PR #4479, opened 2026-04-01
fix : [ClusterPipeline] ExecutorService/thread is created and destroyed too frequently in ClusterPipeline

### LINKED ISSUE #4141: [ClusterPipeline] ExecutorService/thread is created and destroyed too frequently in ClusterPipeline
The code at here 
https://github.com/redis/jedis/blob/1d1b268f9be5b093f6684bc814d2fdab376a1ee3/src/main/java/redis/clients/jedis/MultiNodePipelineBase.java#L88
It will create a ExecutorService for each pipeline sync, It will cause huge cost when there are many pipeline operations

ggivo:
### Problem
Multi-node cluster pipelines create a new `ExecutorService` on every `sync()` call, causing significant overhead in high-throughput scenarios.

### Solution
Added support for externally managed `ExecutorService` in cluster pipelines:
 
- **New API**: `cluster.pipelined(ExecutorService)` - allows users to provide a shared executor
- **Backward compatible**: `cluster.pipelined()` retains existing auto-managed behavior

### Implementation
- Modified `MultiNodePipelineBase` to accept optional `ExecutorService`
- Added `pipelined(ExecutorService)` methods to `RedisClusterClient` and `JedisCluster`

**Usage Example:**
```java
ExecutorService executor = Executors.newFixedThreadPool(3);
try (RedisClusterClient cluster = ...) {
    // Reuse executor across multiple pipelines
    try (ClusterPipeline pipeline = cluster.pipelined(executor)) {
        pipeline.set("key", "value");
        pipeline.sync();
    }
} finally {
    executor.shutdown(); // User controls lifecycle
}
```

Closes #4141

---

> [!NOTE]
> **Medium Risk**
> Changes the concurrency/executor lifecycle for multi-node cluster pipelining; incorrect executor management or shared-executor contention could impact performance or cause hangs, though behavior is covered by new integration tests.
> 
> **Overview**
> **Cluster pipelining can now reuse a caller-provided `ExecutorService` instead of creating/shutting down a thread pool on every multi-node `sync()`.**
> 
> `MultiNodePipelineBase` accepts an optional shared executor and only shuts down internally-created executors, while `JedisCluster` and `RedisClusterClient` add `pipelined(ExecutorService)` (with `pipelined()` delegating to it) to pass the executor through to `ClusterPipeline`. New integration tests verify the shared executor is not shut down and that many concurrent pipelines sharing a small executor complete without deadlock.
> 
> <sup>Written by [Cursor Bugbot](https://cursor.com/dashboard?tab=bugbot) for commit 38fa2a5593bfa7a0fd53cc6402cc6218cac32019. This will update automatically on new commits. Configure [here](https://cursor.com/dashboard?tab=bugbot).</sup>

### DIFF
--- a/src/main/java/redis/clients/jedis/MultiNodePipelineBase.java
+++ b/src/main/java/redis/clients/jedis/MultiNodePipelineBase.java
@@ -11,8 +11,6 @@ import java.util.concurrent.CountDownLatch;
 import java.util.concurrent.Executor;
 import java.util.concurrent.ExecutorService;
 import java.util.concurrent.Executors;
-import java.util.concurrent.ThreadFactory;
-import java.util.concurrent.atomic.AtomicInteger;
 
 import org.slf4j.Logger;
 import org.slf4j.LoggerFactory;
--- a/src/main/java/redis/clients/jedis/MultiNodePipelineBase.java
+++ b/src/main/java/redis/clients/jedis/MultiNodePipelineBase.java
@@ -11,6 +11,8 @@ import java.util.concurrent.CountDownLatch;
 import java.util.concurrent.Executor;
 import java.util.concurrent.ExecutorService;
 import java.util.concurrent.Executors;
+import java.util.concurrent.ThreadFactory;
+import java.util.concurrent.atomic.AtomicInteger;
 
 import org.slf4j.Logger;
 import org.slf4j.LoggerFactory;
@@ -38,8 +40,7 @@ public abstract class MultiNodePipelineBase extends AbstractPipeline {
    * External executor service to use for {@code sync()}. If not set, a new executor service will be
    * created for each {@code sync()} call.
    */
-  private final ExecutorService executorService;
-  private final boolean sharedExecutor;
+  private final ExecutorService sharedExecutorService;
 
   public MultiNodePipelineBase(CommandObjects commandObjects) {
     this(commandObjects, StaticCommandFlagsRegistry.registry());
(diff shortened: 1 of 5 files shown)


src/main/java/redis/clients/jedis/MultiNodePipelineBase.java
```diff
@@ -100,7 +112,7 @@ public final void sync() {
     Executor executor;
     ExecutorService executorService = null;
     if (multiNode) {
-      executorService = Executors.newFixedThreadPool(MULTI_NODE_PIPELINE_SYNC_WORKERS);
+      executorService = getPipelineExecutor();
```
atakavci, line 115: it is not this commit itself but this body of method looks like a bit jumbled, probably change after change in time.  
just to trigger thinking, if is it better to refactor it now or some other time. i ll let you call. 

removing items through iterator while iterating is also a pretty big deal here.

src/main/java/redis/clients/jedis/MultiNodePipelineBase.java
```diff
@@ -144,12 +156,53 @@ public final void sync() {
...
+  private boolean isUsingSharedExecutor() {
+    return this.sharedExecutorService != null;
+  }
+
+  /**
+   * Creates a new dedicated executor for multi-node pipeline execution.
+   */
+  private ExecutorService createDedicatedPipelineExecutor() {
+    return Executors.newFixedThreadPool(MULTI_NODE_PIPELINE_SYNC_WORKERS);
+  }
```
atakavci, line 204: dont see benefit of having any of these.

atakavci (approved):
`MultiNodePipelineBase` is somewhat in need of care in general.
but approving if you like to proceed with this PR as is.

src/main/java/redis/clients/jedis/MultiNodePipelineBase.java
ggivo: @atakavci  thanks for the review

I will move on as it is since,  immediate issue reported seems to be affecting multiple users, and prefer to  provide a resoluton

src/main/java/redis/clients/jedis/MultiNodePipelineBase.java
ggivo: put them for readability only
==========
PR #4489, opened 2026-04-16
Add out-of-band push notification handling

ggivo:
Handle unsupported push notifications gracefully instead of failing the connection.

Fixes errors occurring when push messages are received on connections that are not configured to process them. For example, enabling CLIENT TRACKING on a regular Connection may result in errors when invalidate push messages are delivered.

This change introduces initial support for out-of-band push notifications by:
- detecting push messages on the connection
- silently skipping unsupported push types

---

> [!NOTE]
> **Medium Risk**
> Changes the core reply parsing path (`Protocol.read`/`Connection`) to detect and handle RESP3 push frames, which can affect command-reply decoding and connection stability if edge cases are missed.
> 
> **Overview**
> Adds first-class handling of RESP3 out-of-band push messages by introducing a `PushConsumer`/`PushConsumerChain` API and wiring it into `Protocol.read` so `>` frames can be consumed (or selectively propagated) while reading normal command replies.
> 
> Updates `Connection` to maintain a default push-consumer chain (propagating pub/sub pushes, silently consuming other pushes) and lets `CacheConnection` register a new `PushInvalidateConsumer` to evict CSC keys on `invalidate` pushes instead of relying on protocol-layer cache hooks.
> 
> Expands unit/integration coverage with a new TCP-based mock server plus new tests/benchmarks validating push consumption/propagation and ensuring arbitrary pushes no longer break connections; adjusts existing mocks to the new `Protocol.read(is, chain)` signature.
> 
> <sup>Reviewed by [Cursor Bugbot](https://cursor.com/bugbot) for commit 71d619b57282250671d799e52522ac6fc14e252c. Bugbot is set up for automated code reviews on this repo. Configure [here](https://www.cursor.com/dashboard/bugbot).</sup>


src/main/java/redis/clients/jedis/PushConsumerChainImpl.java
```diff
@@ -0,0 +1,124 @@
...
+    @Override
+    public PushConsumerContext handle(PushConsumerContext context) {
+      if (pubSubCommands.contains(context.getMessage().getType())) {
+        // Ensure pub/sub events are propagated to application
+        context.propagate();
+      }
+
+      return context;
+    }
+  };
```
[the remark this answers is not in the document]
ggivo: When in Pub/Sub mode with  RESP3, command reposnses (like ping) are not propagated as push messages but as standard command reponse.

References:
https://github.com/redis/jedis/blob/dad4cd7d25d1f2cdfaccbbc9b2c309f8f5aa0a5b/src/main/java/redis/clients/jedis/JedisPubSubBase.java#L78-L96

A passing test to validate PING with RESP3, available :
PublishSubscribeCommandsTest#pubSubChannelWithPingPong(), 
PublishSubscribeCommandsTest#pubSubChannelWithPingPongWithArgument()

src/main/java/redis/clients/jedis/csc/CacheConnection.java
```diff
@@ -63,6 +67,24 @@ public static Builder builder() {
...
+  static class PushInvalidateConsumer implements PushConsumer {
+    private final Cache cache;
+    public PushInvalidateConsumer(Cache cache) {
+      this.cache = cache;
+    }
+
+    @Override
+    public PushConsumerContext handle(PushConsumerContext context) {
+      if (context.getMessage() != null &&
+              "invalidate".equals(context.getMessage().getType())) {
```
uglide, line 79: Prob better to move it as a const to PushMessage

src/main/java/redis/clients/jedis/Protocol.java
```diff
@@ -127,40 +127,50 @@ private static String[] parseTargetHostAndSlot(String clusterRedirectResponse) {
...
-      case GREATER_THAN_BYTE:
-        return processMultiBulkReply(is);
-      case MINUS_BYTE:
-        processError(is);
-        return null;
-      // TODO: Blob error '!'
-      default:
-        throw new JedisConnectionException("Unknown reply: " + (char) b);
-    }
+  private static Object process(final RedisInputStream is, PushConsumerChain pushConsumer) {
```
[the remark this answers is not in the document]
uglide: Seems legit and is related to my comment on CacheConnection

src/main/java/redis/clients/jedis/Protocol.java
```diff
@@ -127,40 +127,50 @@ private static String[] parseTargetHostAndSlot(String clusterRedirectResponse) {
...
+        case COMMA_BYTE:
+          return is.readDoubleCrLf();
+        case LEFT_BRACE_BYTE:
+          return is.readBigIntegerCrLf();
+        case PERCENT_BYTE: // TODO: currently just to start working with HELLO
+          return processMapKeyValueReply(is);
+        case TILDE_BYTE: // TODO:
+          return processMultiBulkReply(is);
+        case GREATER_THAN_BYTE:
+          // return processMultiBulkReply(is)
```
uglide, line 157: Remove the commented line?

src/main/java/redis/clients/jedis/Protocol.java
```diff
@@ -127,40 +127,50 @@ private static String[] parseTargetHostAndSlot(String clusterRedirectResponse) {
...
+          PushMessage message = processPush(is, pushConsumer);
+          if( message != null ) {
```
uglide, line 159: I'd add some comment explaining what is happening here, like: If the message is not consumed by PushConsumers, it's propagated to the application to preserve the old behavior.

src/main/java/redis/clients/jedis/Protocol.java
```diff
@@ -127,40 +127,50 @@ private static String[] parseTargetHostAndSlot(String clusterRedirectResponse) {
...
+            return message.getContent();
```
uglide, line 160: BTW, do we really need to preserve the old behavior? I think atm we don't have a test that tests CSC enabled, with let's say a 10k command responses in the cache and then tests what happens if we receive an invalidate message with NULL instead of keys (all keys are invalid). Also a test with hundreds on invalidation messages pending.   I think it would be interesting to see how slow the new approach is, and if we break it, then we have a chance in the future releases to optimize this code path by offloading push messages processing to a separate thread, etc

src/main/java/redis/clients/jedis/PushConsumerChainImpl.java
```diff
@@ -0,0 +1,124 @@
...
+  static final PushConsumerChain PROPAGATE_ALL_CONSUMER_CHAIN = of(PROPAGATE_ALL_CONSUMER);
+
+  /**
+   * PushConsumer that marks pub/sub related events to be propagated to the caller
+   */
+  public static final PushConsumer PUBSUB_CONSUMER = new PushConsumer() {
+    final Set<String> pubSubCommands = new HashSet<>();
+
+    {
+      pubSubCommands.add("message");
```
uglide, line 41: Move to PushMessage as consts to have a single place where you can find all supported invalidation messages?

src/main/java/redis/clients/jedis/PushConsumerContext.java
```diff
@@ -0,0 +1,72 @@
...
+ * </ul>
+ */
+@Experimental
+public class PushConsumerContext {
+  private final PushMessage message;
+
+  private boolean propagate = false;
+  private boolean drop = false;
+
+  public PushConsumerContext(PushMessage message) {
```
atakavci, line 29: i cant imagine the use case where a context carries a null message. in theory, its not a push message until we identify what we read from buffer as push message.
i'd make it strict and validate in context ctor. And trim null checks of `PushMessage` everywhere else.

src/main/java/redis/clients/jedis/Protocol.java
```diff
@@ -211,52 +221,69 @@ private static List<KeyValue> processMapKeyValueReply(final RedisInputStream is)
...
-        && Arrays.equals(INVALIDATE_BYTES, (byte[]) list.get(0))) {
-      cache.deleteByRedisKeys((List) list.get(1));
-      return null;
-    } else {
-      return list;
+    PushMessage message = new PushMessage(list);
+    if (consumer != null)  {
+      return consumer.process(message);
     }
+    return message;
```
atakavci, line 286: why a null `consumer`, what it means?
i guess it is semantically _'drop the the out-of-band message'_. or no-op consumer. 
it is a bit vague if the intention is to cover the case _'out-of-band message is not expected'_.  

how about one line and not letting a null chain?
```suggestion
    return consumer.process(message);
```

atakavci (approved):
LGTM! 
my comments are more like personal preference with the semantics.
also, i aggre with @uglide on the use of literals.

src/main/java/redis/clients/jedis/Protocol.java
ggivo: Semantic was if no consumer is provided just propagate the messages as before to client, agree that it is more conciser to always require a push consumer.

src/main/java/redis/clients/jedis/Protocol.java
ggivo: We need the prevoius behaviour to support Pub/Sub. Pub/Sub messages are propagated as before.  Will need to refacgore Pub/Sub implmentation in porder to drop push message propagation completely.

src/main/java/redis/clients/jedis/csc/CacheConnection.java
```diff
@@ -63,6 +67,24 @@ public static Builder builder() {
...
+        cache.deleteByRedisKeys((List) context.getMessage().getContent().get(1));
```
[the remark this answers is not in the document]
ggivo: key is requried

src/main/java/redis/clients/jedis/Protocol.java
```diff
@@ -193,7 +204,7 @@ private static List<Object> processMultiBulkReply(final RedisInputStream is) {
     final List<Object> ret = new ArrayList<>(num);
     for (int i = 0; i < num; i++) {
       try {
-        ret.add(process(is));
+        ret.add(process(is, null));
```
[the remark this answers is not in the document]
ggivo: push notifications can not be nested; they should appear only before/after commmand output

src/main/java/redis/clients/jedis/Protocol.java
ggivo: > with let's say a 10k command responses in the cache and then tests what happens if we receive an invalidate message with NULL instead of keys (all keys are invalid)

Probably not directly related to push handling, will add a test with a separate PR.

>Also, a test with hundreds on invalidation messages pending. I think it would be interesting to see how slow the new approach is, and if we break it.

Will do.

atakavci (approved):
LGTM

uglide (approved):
==========
◆ What the task requires ◆
Report every line of the records that contains the word "propagated".

◆ Written answer ◆
> Adds first-class handling of RESP3 out-of-band push messages by introducing a `PushConsumer`/`PushConsumerChain` API and wiring it into `Protocol.read` so `>` frames can be consumed (or selectively propagated) while reading normal command replies.
+        // Ensure pub/sub events are propagated to application
ggivo: When in Pub/Sub mode with  RESP3, command reposnses (like ping) are not propagated as push messages but as standard command reponse.
uglide, line 159: I'd add some comment explaining what is happening here, like: If the message is not consumed by PushConsumers, it's propagated to the application to preserve the old behavior.
+   * PushConsumer that marks pub/sub related events to be propagated to the caller
ggivo: We need the prevoius behaviour to support Pub/Sub. Pub/Sub messages are propagated as before.  Will need to refacgore Pub/Sub implmentation in porder to drop push message propagation completely.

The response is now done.